Google: 4.9 · 129 reviews


Neon earns its 2024 Michelin star in a repurposed teacher training college in Lier, where chef Nils Proost runs five seasonal set menus built around produce from a small-scale market garden in Koningshooikt. Vegetables, herbs, and fruit drive the cooking, with North Sea fish and whole-carcass meat appearing as counterpoints. The price tier sits at €€€, making it one of the more accessible starred tables in the Belgian fine dining circuit.

A Former Canteen, a Current Star
The refurbished canteen of a former teacher training college in Lier is not where you would expect to find one of Belgium's more considered starred kitchens. Yet that architectural inheritance shapes the dining experience at Neon in ways a purpose-built restaurant rarely could: the space carries an institutional memory that sits in deliberate contrast to the precision on the plate. Belgium's fine dining geography tends to cluster around Antwerp, Bruges, and Brussels, with tables like Zilte in Antwerp or Boury in Roeselare anchoring the prestige end of the Flemish circuit. Neon occupies a different register: smaller city, lower price point (€€€ against the €€€€ bracket of many peers), and a cooking philosophy that positions sourcing as the structural argument, not a marketing footnote.
What the Kitchen Is Actually Built Around
Country cooking in Belgium has historically meant hearty, generous, and land-rooted. What Neon does is refine that instinct without abandoning it. Chef Nils Proost works with the Vercammen brothers, two young farmers who operate a market gardening business in Koningshooikt, a village a short distance from Lier. The relationship is not a passing supplier arrangement. Vegetables, herbs, and fruit from that farm form the structural backbone of the menus, and their seasonal availability directly determines what Proost can cook. This is the model that distinguishes the more credible farm-anchored restaurants from those that use agricultural imagery without the supply chain to back it up.

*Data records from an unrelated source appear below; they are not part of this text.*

PR #666, opened 2022-11-13
Remove mock from test requirements

dvzrv:
test-requirements.txt:
Remove mock from test requirements as it is not used.


philpep:
Merged, thanks!

PR #667, opened 2022-11-23
Add support for Zoned Block Devices (ZBD) to LinuxBlockDevice.

xsub:
This change is adding Zoned Block Device support to LinuxBlockDevice in BlockDevice Module.

Currently `cat`-ing a `/sysfs/block/<dev name>/queue/<zoned related file>`s is used query a drive for ZBD options.

Added properties "zoned", "zoned_type" and populated LinuxBlockDevice._data with ZBD configuration values.

Added get_zoned_param() method for querying the zoned device (ZBD-related) configuration values.

Configuration values names allowed as parameters in get_zoned_param() queries:
- "zoned_type"
- "chunk_sectors"
- "nr_zones"
- "zone_append_max_bytes" 
- "max_open_zones"
- "max_actives_zones".


xsub:
:enhancement:

philpep:
Hi, sorry but I think this is too specific for a few users which can implement their own solution using `check_output("cat ...")`.

PR #669, opened 2022-12-03
Fix `command -v` compatibility with dash shell

### LINKED ISSUE #668: Host.exists(): which(1) fallback forced incorrectly when dash(1) shell is being used
The `Host.exists()` method uses the following logic:

https://github.com/pytest-dev/pytest-testinfra/blob/5cd690cd311002032cec0d0b797242e51fd9ca61/testinfra/host.py#L30-L36

This assumes that 127 exit status means that `command -v` is not available and a fallback to which(1) is forced. However, this is incorrect and 127 exit status is used e.g. by dash(1) shell to indicate that the requested executable is not available, i.e.:

```
$ sh -c 'command -v foobar ; echo $?'
127
```

This is a valid behavior [according to POSIX](https://pubs.opengroup.org/onlinepubs/9699919799/utilities/command.html#tag_20_22_14).

We've noticed because we're working on making which(1) entirely optional on Gentoo systems, and right now testinfra is incorrectly crashing because of missing which(1) when dash is used as `/bin/sh`.

mgorny:
Fix the `command -v` exit status handling to account for dash being `/bin/sh` (this is e.g. the default on Debian).  Unlike bash, dash exits with status 127 if the requested program does not exist -- and testinfra wrongly interpreted that as `command` being unavailable.

Instead of attempting to use `command -v` and `which` in order, peform an additional (cached) `command -v command` invocation to determine whether `command` is available.  Furthermore, assume that `command -v` can return any non-zero status for command not existing, per POSIX.

This fixes exists() and find_command() raising an exception on systems using dash as `/bin/sh` and lacking `which(1)`.

Fixes #668

### DIFF
--- a/testinfra/host.py
+++ b/testinfra/host.py
@@ -14,6 +14,7 @@ import os
 
 import testinfra.backend
 import testinfra.modules
+from testinfra.utils import cached_property
 
 
 class Host:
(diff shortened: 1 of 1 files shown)


philpep:
Merged, thanks for this!

mgorny:
Thank you!

PR #673, opened 2022-12-23
Add basic docu for file.contains

sandzwerg:
When using this today, I struggled to find how this works in the documentation. This hopefully gives some pointers for people how to structure their pattern. I wanted to find out how to search for "term1" or "term2" which in gnu grep (or extended grep in other grep versions) would be "term1\|term2" but didn't include this as this depends too much on the grep used. Feel free to change or ask for improvements. Not fully satisfied yet and did this via web so not sure if flake8 is happy.

### DIFF
--- a/testinfra/modules/file.py
+++ b/testinfra/modules/file.py
@@ -116,6 +116,9 @@ class File(Module):
         raise NotImplementedError
 
     def contains(self, pattern):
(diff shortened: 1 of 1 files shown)


sandzwerg:
It seems Actions only fails because of missing labels which I can't add myself.

philpep:
Merged, thanks!

PR #678, opened 2022-12-27
Add is_restarting in docker module

### LINKED ISSUE #659: `docker` module should have `is_restarting` check
Currently, the `docker` module has `is_running`, which checks the `State.Running` field of the output of `docker inspect`. For containers that are restarting in a loop (take a container whose service exits when starting with a bad config, and the restart policy is set to keep trying), this assertion would succeed:

```
assert host.docker('my_container').is_running
```

But, the container is actually broken because it is in a boot loop:
```
        "State": {
            "Status": "restarting",
            "Running": true, // <-- tested field
            "Paused": false,
            "Restarting": true,
            "OOMKilled": false,
            "Dead": false,
            "Pid": 0,
            "ExitCode": 1,
            "Error": "",
            "StartedAt": "2022-08-15T15:05:19.198434527Z",
            "FinishedAt": "2022-08-15T15:05:19.28670725Z"
        },
```

Therefore, a new method should be added.

[Example implementation:](https://github.com/pytest-dev/pytest-testinfra/blob/master/testinfra/modules/docker.py#L43)

```
@property
    def is_restarting(self):
        return self.inspect()["State"]["Restarting"]
```

MahdiAbbasi95:
Hi,

I've added is_restarting to the docker module regarding issue #659.
Fix #659

### DIFF
--- a/testinfra/modules/docker.py
+++ b/testinfra/modules/docker.py
@@ -42,6 +42,10 @@ class Docker(Module):
         return self.inspect()["State"]["Running"]
 
     @property
+    def is_restarting(self):
+        return self.inspect()["State"]["Restarting"]
+
+    @property
     def id(self):
         return self.inspect()["Id"]
 


MahdiAbbasi95:
@philpep 
Hi,
Could you check this pull request, please?

philpep (approved):

philpep:
Merged, thanks!

PR #679, opened 2023-01-04
Remove PytestDeprecationWarning about config opts

kbaikov:
Pytest has deprecated markers for hooks configuration. See: https://docs.pytest.org/en/latest/deprecations.html#configuring-hook-specs-impls-using-markers

Each envocation of pytest with python warning enabled would produce the following message:
PytestDeprecationWarning: The hookimpl pytest_configure uses old-style configuration options (marks or attributes).

Please use the pytest.hookimpl(trylast=True) decorator instead

This commit fixes that issue.


philpep:
Merged, thanks for this!

PR #681, opened 2023-01-30
Conditional Check Hardlink to Busybox Binary

gurkenhabicht:
Links to Busybox can be hardlinks as well, an example is the [Prometheus node exporter Helm chart](https://github.com/prometheus-community/helm-charts/tree/main/charts/prometheus-node-exporter). `get_module_class` is not sufficient in this case.
Therefore, to identify a hardlink, property `inode` is implemented as a GNUFile property. The added condition compares Inodes of `/bin/ps` and `/bin/busybox` as well as the simple existance of busybox itself. Some testcases for the hardlink check via `inode` property were created in `test/test_modules.py`.

### DIFF
--- a/test/test_modules.py
+++ b/test/test_modules.py
@@ -350,6 +350,16 @@ def test_file(host):
     assert f == host.file("/d/f")
     assert not d == f
 
+    host.check_output("ln /d/f /d/h")
+    hardlink = host.file("/d/h")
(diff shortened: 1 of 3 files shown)


philpep (approved):

philpep:
Merged, thanks!

PR #682, opened 2023-01-30
delegate_to fixture to allow delegation from within test

amarao:
delegate_to is a fixture-function which allow to create new Host objects inside test.

Rationale: There are services where tests, aiming to one host, need to query something or test something on a different host (like a cluster primary, centralized monitoring, etc).

Ansible has a nice idea of task delegation (add `delegate_to: foobar`, and this task is run on another host with the same variables as original host). Adding `delegate_to` into pytest allows to use the same pattern for tests.

Examples:

```python

    @pytest.mark.testinfra_hosts("ansible://foo")
    def test_bar_configured_with_foo(host, delegate_to):
        foo_config = host.check_output("foo --get-foo")
        bar_host = delegate_to("ansible://bar")
        assert bar_host.check_output(f"bar --check {foo_config}") == "OK"
```

```python

    # this test is not dependent on testinfra_hosts value
    # because it's not using 'host' fixture.
    def test_skip_if_empty(delegate_to):
        bar_host = delegate_to("ansible://bar", skip_empty=True)
            assert bar_host.check_output(f"foobar")
```

### DIFF
--- a/doc/source/examples.rst
+++ b/doc/source/examples.rst
@@ -179,3 +179,30 @@ fixture.
     def test_myimage(host):
         # 'host' now binds to the container
         assert host.check_output('myapp -v') == 'Myapp 1.0'
+
+.. _using delegation:
+
+Using delegation
+~~~~~~~~~~~~~~~~
+
+If testinfra is used with Ansible backend, it is possible to delegate
+to another host using `delegate_to` fixture.
+
+.. code-block:: python
+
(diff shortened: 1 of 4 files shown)


philpep:
Hi, I think we need a dedicated fixture for this since this is already working and documented: https://testinfra.readthedocs.io/en/latest/api.html

PR #688, opened 2023-03-08
Add File.is_executable

CarstenGrohmann:
Hi,

this PR contains `File.is_executable` and some additional docstrings.

This simplified the check if a script/program is executable

```
f = host.file('/path/to/myscript')
assert f.is_executable
```

instead of
```
f = host.file('/path/to/myscript')
assert f.exists and f.mode == 0o700
```

Regards,
Carsten

### DIFF
--- a/testinfra/modules/file.py
+++ b/testinfra/modules/file.py
@@ -36,10 +36,12 @@ class File(Module):
 
     @property
     def is_file(self):
+        """Test if the path is a regular file"""
         return self.run_test("test -f %s", self.path).rc == 0
 
     @property
     def is_directory(self):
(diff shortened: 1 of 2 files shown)


testinfra/modules/file.py
```diff
@@ -18,6 +18,9 @@
 class File(Module):
     """Test various files attributes"""
 
+    path = None
+    """Pathname"""
+
```
philpep, line 23:
```suggestion
```

philpep (changes requested):

philpep (approved):

PR #690, opened 2023-03-24
Add propery Group.user_list

CarstenGrohmann:
Hi,

this PR contains `Group.user_list` which returns a list of user names that are members of this group.

Regards,
Carsten

### DIFF
--- a/testinfra/modules/group.py
+++ b/testinfra/modules/group.py
@@ -37,5 +37,13 @@ class Group(Module):
     def gid(self):
         return int(self.check_output("getent group %s | cut -d':' -f3", self.name))
 
+    @property
+    def user_list(self):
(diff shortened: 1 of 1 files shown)


testinfra/modules/group.py
```diff
@@ -37,5 +37,13 @@ def exists(self):
     def gid(self):
         return int(self.check_output("getent group %s | cut -d':' -f3", self.name))
 
+    @property
+    def user_list(self):
```
philpep, line 41:
```suggestion
    def members(self):
```

or `users()`

philpep (changes requested):

philpep (approved):

philpep:
Merged, thanks!

PR #695, opened 2023-05-09
Workaround Docker#42442 by using IPv4 SSH only

an-ky:
As described in https://github.com/moby/moby/issues/42442, docker daemon starts to expose a container port on different host ports for IPv4 and IPv6 which breaks the ssh/safe-ssh/ansible backend tests for some containers.
To prevent this behavior and flaky tests, only the first line from the `docker port %s 22` command gets parsed to acquire the mapped SSH port.


philpep (approved):

philpep:
Merged, thanks!

PR #699, opened 2023-05-09
Add bond module 

an-ky:
Add a Bond module to allow testing bond network devices.

### DIFF
--- a/test/conftest.py
+++ b/test/conftest.py
@@ -114,6 +114,14 @@ def build_docker_container_fixture(image, scope):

For context, Lier already has a small cluster of restaurants working in this territory. Numerus Clausus and Salto both operate in the farm-to-table space in the same city, which makes the local dining scene more coherent than its modest profile might suggest. Across our full Lier restaurants guide, that pattern becomes clearer: this is a town that takes ingredient provenance seriously at multiple price tiers. Internationally, the country cooking model finds its most comparable expressions in places like 21.9 in Piobesi d'Alba and Andrea Monesi at Locanda di Orta, where regional specificity and small-scale supply relationships drive the identity of the cooking.
Five Menus, Twelve Months
The format at Neon is structured around five set menus across the year, each calibrated to a distinct seasonal or micro-seasonal window. This is a more granular approach than the standard summer-autumn-winter-spring division that most seasonal kitchens use. The practical implication for the diner is that the menu you eat in early spring will differ meaningfully from the one available a month later, as green asparagus gives way to other harvests and the kitchen pivots accordingly. Proost has cited green asparagus with celeriac, wild spinach, and lovage as representative of one seasonal expression; belly bacon and cod cheek with sweet potato, white beans, and green curry as another, demonstrating the range from land to sea that the five-menu structure allows.

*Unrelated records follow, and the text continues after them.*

Issue #2732, opened 2020-05-05
Improve separation of concerns in tracing / service details


jotak:
- [x] In UI, service details class is too big, has multiple purposes. It fetches tons of stuff from backend before dispatching to sub-components. It should probably be possible that the specialized subcomponents fetch what they need themselves: https://github.com/kiali/kiali-ui/pull/1800
- [ ] Tracing fetching params are mixed between UI params (for Kiali) and backend params (for Jaeger), which resulted in some troubles when we had to make a distinction. They should be separate objects & types.

jotak:
As part of this task, make sure the backend endpoint to fetch traces suits well for consumption for in-graph tracing (it should)

jotak:
Related: https://github.com/kiali/kiali/issues/2720

jotak:
It's a big work so i'm going to split in two PRs: one for service details, another for tracing params

jotak:
(half-done)

PR #2835, opened 2020-05-27
Separate jaeger queries and kiali tracing queries

jotak:
Using TracingQuery when kiali is queried, decoupled from jaeger query API.
Share more code between spans.go and traces.go

Fixes https://github.com/kiali/kiali/issues/2732

Frontend PR required: https://github.com/kiali/kiali-ui/pull/1810

### DIFF
--- a/jaeger/spans.go
+++ b/jaeger/spans.go
@@ -6,47 +6,32 @@ import (
 	"net/url"
 	"path"
 	"sort"
-	"strconv"
 	"time"
 
 	jaegerModels "github.com/jaegertracing/jaeger/model/json"
 
-	"github.com/kiali/kiali/config"
 	"github.com/kiali/kiali/log"
+	"github.com/kiali/kiali/models"
 )
-
-// TODO / Question: make limit configurable? Selected from UI?
-const tracesLimit = 100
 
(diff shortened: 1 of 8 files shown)


jaeger/spans.go
```diff
@@ -6,47 +6,32 @@ import (
...
 	jaegerModels "github.com/jaegertracing/jaeger/model/json"
 
-	"github.com/kiali/kiali/config"
 	"github.com/kiali/kiali/log"
+	"github.com/kiali/kiali/models"
 )
 
-// TODO / Question: make limit configurable? Selected from UI?
-const tracesLimit = 100
-
```
aljesusg, line 20: This was for the first check that we do when the user go to the service details. We fetch the last 100 traces to check if there is an error in the tab (https://github.com/kiali/kiali-ui/blob/master/src/pages/ServiceDetails/ServiceDetailsPage.tsx#L121) where we fetch https://github.com/kiali/kiali/blob/master/jaeger/traces.go#L48 . The point is taht I forgot remove this because we fetch by tag error :( So good one

jotak: no, it's my old code :) i was using it for spans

North Sea fish appears regularly, and meat enters the rotation as whole carcasses rather than selected cuts. The whole-carcass approach is partly an ethical choice and partly a creative constraint: it forces the kitchen to work with every part of the animal and reduces waste by design. That same zero-waste framework drives the fermentation program at Neon, which produces kombucha as one documented output. Fermentation in a fine dining context is no longer novel, but using it as a waste-reduction tool rather than a tasting-menu flourish is a distinction worth noting. Across the Belgian starred circuit, from Hof van Cleve in Kruishoutem to Willem Hiele in Oudenburg, each kitchen develops its own relationship with sustainability and locality. Neon's version is unusually systematic: the sourcing relationship with a named farm, the whole-carcass commitment, and the fermentation-as-waste-reduction all operate as a coherent system rather than isolated gestures.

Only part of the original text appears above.